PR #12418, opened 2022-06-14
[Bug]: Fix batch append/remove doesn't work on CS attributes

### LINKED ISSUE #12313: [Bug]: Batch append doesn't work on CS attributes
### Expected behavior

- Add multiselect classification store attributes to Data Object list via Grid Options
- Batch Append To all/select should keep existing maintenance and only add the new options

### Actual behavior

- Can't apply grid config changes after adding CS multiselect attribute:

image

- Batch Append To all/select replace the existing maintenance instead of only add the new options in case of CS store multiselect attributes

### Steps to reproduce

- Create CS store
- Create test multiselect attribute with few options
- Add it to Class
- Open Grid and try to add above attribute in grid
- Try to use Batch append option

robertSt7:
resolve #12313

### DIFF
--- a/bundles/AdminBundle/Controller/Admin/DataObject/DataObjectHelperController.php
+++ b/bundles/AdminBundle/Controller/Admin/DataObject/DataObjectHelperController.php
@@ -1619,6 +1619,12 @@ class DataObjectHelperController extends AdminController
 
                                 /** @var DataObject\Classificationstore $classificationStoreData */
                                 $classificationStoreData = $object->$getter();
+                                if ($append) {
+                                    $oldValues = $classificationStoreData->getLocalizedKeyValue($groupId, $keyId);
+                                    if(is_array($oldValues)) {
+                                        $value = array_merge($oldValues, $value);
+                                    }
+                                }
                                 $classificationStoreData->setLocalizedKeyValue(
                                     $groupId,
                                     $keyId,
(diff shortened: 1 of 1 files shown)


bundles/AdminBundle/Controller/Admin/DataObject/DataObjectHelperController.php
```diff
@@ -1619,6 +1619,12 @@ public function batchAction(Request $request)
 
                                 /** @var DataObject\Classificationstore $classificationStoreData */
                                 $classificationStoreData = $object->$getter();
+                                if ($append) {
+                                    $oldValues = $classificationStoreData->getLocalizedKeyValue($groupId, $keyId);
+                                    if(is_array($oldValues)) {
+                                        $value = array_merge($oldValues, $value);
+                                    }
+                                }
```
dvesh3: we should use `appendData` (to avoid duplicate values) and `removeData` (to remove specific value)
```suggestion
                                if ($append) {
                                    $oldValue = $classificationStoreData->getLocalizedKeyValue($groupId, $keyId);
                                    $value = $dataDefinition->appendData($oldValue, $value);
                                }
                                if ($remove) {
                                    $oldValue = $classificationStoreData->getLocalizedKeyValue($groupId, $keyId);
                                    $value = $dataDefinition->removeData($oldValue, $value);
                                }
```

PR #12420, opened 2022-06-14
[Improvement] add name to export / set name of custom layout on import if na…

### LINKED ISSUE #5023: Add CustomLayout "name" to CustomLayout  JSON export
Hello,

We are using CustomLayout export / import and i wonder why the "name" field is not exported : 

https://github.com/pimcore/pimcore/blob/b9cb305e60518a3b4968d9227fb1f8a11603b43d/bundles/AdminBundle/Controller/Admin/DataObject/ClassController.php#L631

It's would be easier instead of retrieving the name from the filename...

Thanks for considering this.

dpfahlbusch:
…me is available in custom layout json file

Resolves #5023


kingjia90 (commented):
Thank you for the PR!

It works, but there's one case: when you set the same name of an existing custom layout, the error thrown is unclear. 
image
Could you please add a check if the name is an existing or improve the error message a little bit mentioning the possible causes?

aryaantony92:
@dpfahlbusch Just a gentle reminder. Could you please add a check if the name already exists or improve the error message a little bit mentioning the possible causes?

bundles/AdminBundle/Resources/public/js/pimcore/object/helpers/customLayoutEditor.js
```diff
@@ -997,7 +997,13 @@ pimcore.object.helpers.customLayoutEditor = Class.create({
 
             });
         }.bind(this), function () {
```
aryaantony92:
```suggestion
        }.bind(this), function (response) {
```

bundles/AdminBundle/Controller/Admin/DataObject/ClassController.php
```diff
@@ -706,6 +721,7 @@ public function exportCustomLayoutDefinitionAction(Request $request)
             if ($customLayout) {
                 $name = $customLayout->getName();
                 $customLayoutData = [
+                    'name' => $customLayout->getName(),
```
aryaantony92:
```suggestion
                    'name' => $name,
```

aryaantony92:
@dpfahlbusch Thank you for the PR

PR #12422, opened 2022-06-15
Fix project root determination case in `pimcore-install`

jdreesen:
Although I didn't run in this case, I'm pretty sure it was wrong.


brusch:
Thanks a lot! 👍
----------------
# AIM OF THE EXERCISE:
The output should match the records above exactly, line for line.

# RESULT:
PR #12418, opened 2022-06-14
[Bug]: Fix batch append/remove doesn't work on CS attributes

### LINKED ISSUE #12313: [Bug]: Batch append doesn't work on CS attributes
### Expected behavior

- Add multiselect classification store attributes to Data Object list via Grid Options
- Batch Append To all/select should keep existing maintenance and only add the new options

### Actual behavior

- Can't apply grid config changes after adding CS multiselect attribute:

image

- Batch Append To all/select replace the existing maintenance instead of only add the new options in case of CS store multiselect attributes

### Steps to reproduce

- Create CS store
- Create test multiselect attribute with few options
- Add it to Class
- Open Grid and try to add above attribute in grid
- Try to use Batch append option

robertSt7:
resolve #12313

### DIFF
--- a/bundles/AdminBundle/Controller/Admin/DataObject/DataObjectHelperController.php
+++ b/bundles/AdminBundle/Controller/Admin/DataObject/DataObjectHelperController.php
@@ -1619,6 +1619,12 @@ class DataObjectHelperController extends AdminController
 
                                 /** @var DataObject\Classificationstore $classificationStoreData */
                                 $classificationStoreData = $object->$getter();
+                                if ($append) {
+                                    $oldValues = $classificationStoreData->getLocalizedKeyValue($groupId, $keyId);
+                                    if(is_array($oldValues)) {
+                                        $value = array_merge($oldValues, $value);
+                                    }
+                                }
                                 $classificationStoreData->setLocalizedKeyValue(
                                     $groupId,
                                     $keyId,
(diff shortened: 1 of 1 files shown)


bundles/AdminBundle/Controller/Admin/DataObject/DataObjectHelperController.php
```diff
@@ -1619,6 +1619,12 @@ public function batchAction(Request $request)
 
                                 /** @var DataObject\Classificationstore $classificationStoreData */
                                 $classificationStoreData = $object->$getter();
+                                if ($append) {
+                                    $oldValues = $classificationStoreData->getLocalizedKeyValue($groupId, $keyId);
+                                    if(is_array($oldValues)) {
+                                        $value = array_merge($oldValues, $value);
+                                    }
+                                }
```
dvesh3: we should use `appendData` (to avoid duplicate values) and `removeData` (to remove specific value)
```suggestion
                                if ($append) {
                                    $oldValue = $classificationStoreData->getLocalizedKeyValue($groupId, $keyId);
                                    $value = $dataDefinition->appendData($oldValue, $value);
                                }
                                if ($remove) {
                                    $oldValue = $classificationStoreData->getLocalizedKeyValue($groupId, $keyId);
                                    $value = $dataDefinition->removeData($oldValue, $value);
                                }
```

PR #12420, opened 2022-06-14
[Improvement] add name to export / set name of custom layout on import if na…

### LINKED ISSUE #5023: Add CustomLayout "name" to CustomLayout  JSON export
Hello,

We are using CustomLayout export / import and i wonder why the "name" field is not exported : 

https://github.com/pimcore/pimcore/blob/b9cb305e60518a3b4968d9227fb1f8a11603b43d/bundles/AdminBundle/Controller/Admin/DataObject/ClassController.php#L631

It's would be easier instead of retrieving the name from the filename...

Thanks for considering this.

dpfahlbusch:
…me is available in custom layout json file

Resolves #5023


kingjia90 (commented):
Thank you for the PR!

It works, but there's one case: when you set the same name of an existing custom layout, the error thrown is unclear. 
image
Could you please add a check if the name is an existing or improve the error message a little bit mentioning the possible causes?

aryaantony92:
@dpfahlbusch Just a gentle reminder. Could you please add a check if the name already exists or improve the error message a little bit mentioning the possible causes?

bundles/AdminBundle/Resources/public/js/pimcore/object/helpers/customLayoutEditor.js
```diff
@@ -997,7 +997,13 @@ pimcore.object.helpers.customLayoutEditor = Class.create({
 
             });
         }.bind(this), function () {
```
aryaantony92:
```suggestion
        }.bind(this), function (response) {
```

bundles/AdminBundle/Controller/Admin/DataObject/ClassController.php
```diff
@@ -706,6 +721,7 @@ public function exportCustomLayoutDefinitionAction(Request $request)
             if ($customLayout) {
                 $name = $customLayout->getName();
                 $customLayoutData = [
+                    'name' => $customLayout->getName(),
```
aryaantony92:
```suggestion
                    'name' => $name,
```

aryaantony92:
@dpfahlbusch Thank you for the PR

PR #12422, opened 2022-06-15
Fix project root determination case in `pimcore-install`

jdreesen:
Although I didn't run in this case, I'm pretty sure it was wrong.


brusch:
Thanks a lot! 👍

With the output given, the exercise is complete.